Problem to work on:
Exactly the lines below from the one with "PR #58, opened 2021-11-25" up to and including the one with "### LINKED ISSUE" make up the answer, with nothing else added.

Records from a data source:
★ ★ ★ ★ ★ ★ ★

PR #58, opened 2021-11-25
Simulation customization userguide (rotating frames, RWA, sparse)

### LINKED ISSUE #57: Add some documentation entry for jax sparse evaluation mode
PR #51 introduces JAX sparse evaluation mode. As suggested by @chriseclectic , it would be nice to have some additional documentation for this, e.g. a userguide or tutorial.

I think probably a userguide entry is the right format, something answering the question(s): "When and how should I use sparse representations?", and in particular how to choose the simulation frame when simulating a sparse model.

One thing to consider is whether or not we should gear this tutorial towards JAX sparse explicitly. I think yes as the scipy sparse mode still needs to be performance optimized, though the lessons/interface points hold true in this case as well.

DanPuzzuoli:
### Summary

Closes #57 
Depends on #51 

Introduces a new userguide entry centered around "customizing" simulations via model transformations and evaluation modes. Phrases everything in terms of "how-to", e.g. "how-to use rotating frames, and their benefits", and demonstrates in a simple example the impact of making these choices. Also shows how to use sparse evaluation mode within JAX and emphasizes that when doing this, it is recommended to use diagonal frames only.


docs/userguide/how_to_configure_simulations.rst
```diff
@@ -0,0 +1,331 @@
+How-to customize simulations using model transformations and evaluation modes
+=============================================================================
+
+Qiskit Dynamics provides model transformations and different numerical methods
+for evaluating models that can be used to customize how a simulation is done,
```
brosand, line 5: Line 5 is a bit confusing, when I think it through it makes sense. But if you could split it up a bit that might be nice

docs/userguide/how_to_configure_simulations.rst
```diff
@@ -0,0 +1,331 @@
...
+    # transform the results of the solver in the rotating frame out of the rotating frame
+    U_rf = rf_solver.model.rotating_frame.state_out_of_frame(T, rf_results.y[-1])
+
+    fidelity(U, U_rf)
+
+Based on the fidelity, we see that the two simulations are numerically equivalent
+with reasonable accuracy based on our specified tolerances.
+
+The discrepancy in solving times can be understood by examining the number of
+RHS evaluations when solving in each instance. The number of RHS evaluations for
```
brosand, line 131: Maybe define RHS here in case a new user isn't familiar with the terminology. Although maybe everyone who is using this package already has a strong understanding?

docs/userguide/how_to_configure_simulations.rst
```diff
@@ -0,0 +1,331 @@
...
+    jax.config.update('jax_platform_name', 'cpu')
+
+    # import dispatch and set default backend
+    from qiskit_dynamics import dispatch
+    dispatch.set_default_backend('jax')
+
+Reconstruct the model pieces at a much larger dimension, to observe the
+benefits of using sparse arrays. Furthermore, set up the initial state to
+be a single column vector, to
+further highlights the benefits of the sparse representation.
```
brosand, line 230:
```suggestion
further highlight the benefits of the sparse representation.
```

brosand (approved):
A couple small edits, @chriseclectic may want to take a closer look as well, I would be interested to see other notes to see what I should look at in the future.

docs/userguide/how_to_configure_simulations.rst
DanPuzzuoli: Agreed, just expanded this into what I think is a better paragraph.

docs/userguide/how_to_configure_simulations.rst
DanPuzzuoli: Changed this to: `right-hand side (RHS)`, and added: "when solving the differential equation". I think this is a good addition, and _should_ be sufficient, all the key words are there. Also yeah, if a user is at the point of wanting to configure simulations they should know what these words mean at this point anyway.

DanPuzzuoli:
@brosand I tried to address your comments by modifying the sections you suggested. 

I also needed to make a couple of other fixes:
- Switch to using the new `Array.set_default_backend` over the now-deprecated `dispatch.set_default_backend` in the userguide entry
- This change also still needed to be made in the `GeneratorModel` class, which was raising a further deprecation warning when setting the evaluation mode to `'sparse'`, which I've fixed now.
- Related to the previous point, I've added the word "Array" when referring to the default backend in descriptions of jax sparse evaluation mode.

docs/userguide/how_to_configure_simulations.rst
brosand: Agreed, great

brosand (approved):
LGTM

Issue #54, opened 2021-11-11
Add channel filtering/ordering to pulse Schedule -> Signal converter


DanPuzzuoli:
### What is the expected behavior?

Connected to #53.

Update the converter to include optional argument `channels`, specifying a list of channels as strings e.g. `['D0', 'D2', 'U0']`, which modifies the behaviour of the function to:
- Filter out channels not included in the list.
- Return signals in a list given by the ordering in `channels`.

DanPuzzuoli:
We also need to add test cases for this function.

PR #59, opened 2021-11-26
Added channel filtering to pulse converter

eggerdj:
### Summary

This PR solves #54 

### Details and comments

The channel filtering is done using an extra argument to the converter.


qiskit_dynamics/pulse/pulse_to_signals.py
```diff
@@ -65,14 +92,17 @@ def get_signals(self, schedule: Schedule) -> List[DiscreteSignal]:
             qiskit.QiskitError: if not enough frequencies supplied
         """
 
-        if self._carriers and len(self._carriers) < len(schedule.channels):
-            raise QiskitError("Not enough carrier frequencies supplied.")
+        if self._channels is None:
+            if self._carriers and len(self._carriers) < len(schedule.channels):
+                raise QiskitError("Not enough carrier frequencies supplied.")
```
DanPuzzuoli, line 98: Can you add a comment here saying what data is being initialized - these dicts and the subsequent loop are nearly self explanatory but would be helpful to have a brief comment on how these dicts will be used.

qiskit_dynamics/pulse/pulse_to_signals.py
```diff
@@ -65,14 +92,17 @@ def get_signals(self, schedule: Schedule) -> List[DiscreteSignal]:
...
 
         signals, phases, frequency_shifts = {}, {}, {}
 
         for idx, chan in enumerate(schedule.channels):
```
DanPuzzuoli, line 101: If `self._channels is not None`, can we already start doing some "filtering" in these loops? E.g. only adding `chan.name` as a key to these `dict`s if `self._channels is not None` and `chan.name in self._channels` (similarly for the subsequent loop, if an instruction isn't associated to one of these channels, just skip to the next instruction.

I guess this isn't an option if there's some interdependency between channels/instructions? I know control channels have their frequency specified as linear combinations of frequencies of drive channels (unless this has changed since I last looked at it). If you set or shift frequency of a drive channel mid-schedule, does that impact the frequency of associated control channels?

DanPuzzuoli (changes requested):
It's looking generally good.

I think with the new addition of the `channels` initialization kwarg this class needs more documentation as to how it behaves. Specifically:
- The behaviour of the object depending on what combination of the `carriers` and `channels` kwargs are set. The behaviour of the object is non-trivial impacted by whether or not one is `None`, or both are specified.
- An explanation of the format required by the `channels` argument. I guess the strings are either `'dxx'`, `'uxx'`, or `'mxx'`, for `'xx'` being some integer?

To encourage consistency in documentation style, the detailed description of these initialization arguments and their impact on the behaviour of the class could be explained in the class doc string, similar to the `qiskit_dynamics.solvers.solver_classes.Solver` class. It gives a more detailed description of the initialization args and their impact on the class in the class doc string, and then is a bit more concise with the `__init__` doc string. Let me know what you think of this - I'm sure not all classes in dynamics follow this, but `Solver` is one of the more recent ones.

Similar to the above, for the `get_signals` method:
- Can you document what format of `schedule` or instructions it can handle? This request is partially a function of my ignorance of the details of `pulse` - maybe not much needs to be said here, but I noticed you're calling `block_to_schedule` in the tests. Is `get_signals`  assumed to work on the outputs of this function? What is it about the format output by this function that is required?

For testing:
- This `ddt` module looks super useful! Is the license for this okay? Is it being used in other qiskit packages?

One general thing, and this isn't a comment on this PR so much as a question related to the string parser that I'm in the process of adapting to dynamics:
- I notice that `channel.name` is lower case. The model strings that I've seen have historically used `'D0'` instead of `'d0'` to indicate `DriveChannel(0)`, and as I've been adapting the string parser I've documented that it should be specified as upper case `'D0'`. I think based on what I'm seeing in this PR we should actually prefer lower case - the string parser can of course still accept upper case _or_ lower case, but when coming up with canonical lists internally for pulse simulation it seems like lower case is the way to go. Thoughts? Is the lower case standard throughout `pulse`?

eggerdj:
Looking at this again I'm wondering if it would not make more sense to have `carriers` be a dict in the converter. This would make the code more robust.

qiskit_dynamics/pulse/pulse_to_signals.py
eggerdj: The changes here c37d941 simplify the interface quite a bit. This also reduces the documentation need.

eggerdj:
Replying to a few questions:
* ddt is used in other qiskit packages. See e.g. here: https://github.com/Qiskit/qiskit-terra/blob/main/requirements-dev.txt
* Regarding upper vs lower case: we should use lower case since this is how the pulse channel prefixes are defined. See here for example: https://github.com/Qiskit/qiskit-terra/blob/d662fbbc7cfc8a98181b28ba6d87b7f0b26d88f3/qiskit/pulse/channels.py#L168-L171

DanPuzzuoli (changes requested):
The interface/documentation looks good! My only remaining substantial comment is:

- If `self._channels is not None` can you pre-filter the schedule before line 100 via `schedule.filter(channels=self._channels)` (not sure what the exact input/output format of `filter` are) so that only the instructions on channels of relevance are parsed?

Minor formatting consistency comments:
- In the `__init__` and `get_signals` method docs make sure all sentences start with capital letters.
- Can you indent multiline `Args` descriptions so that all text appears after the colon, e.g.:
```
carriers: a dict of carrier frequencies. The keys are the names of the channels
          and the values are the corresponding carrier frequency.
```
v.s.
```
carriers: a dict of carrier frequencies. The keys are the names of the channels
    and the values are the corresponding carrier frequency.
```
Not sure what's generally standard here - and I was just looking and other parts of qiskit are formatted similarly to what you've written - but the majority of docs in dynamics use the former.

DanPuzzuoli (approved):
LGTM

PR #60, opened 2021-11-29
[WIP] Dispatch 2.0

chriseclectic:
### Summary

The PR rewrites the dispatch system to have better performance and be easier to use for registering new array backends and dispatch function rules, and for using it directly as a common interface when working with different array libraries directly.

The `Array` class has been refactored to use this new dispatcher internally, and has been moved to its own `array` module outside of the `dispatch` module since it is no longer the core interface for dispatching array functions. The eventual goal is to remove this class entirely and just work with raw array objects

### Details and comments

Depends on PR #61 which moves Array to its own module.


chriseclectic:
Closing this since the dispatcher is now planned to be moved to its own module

★ ★ ★ ★ ★ ★ ★

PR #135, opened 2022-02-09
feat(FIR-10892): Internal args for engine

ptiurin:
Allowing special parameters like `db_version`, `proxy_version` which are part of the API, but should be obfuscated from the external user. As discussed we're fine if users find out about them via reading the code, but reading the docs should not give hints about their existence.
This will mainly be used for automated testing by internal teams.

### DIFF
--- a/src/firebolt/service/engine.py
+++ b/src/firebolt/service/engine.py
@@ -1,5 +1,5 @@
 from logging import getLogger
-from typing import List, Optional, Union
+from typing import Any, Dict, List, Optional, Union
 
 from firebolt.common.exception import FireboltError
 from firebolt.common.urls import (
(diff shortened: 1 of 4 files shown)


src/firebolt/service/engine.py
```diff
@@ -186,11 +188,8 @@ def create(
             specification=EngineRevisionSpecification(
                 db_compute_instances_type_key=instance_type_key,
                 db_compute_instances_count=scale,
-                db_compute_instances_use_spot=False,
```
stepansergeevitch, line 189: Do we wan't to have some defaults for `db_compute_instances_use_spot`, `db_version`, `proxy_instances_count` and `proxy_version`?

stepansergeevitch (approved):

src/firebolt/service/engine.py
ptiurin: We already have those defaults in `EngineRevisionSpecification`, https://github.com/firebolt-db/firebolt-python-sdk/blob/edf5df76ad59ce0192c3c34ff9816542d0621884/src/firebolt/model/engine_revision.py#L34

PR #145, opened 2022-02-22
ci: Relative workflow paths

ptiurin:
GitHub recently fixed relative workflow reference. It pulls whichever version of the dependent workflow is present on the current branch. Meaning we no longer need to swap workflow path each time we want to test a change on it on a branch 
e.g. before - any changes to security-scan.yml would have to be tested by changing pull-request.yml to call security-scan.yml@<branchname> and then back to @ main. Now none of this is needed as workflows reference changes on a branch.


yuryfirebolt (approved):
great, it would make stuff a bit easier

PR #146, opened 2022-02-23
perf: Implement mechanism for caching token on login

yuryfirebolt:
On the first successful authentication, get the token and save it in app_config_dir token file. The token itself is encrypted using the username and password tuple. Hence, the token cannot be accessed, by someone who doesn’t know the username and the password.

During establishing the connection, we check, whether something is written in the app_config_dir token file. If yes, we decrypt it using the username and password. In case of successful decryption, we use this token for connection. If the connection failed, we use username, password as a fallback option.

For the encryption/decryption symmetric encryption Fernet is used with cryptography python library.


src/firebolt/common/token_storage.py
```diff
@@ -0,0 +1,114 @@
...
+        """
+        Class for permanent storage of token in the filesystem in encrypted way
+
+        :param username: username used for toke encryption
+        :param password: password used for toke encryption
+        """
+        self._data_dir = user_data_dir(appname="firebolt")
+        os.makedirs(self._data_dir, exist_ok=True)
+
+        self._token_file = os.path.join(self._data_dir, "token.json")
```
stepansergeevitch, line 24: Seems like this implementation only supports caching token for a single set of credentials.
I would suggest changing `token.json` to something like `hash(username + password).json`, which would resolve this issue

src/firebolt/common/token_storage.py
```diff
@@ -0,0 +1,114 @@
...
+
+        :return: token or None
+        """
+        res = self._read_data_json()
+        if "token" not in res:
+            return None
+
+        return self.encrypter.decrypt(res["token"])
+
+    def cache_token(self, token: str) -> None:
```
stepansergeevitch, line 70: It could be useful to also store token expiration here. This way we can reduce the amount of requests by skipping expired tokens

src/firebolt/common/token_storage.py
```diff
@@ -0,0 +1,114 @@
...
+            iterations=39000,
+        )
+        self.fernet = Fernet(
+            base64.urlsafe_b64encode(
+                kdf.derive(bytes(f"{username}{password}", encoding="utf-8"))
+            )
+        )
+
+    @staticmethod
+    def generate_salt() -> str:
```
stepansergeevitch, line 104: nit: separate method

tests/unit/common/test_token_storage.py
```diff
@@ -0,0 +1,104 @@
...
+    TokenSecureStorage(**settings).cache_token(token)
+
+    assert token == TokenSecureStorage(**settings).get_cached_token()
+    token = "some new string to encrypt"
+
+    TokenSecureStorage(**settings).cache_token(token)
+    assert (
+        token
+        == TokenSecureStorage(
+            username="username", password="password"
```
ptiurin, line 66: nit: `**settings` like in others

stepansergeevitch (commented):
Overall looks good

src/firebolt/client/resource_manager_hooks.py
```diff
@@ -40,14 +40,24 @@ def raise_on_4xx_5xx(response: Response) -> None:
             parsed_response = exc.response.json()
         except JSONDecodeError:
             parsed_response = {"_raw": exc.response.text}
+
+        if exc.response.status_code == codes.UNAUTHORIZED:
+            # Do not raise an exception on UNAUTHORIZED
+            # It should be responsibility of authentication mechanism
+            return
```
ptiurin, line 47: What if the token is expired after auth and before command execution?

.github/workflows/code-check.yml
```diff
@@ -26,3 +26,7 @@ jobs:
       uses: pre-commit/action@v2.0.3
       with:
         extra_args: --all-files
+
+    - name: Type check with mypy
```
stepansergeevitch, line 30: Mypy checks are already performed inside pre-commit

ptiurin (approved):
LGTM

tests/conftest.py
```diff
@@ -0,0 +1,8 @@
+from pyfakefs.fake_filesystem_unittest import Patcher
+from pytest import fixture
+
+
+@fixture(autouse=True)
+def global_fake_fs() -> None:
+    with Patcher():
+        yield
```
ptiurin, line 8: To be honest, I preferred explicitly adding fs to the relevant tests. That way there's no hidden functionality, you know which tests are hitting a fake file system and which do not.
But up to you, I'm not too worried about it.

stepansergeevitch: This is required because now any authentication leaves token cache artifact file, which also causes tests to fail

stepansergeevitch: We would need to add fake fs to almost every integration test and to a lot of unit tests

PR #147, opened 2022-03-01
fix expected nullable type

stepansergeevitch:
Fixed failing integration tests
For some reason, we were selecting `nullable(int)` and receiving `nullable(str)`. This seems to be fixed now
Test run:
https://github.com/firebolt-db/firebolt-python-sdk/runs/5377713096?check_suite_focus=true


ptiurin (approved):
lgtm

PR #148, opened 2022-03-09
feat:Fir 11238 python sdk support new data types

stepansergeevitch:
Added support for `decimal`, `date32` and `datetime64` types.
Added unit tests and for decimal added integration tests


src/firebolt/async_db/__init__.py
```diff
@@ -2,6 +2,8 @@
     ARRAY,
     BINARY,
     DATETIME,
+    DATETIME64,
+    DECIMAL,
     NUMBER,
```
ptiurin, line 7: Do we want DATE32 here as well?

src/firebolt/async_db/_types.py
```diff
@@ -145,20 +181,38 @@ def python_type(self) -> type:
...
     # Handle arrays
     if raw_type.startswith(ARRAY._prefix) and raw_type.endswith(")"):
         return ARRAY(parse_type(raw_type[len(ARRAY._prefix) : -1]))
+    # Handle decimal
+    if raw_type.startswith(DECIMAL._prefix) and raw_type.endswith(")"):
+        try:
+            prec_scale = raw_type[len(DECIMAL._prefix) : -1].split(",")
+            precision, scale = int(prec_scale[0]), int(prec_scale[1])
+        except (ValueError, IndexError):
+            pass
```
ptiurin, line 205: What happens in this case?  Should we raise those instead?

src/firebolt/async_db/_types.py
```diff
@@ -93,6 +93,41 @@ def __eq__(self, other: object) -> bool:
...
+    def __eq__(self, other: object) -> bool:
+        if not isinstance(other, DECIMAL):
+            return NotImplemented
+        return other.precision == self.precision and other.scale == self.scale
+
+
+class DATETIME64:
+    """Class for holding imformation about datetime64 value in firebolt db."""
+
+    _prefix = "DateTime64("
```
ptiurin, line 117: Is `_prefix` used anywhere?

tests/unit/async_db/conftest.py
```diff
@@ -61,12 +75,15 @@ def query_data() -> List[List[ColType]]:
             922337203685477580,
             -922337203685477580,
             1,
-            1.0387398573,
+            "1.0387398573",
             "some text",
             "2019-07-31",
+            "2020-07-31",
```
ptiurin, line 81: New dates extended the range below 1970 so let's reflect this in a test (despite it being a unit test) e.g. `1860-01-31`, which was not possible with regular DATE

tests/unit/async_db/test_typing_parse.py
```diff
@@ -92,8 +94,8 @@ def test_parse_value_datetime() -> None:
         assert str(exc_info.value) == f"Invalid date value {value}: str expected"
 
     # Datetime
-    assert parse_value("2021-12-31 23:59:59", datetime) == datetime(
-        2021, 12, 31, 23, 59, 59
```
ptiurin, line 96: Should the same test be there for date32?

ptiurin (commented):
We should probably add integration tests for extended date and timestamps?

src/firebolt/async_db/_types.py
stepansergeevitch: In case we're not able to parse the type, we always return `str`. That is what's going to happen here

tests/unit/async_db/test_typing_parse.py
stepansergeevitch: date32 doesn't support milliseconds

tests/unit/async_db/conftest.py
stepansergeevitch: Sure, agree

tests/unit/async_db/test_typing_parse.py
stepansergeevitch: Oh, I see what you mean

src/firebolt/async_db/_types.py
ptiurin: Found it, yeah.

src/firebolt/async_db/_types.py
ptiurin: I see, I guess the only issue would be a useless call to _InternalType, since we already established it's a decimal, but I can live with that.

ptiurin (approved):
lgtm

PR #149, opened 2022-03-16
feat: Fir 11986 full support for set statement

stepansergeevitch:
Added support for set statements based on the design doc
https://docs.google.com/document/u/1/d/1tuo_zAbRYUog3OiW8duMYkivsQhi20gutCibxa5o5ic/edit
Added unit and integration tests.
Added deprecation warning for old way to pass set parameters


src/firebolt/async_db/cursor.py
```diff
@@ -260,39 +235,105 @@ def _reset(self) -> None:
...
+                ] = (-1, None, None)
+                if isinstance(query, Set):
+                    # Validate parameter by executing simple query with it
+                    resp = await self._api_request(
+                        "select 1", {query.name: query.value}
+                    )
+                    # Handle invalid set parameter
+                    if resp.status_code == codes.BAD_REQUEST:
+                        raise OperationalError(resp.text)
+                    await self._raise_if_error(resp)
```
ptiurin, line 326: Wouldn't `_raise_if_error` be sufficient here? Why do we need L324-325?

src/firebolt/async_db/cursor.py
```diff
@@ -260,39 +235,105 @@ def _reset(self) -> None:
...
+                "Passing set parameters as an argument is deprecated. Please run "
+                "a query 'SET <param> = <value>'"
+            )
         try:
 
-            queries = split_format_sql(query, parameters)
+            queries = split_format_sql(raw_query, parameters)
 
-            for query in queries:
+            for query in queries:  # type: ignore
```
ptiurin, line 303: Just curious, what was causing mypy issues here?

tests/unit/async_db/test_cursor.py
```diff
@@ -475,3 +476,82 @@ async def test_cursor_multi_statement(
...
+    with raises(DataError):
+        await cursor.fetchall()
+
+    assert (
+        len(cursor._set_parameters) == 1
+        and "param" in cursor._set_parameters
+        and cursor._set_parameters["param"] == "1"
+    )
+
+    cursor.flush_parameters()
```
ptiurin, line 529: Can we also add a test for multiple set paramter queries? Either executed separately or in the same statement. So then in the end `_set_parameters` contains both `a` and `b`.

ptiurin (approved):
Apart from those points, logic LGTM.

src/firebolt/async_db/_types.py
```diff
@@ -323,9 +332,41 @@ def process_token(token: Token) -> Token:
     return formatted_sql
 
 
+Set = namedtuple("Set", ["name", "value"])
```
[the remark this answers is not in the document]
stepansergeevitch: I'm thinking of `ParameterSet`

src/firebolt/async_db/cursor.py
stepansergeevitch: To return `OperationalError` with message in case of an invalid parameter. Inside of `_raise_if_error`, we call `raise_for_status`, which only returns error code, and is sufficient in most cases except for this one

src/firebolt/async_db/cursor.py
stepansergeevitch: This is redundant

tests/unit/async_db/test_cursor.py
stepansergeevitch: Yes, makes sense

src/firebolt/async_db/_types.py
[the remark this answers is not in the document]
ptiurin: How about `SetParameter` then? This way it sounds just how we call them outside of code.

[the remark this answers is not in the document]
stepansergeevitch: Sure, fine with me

★ ★ ★ ★ ★ ★ ★

Reply to the exercise:
PR #58, opened 2021-11-25
Simulation customization userguide (rotating frames, RWA, sparse)

### LINKED ISSUE #57: Add some documentation entry for jax sparse evaluation mode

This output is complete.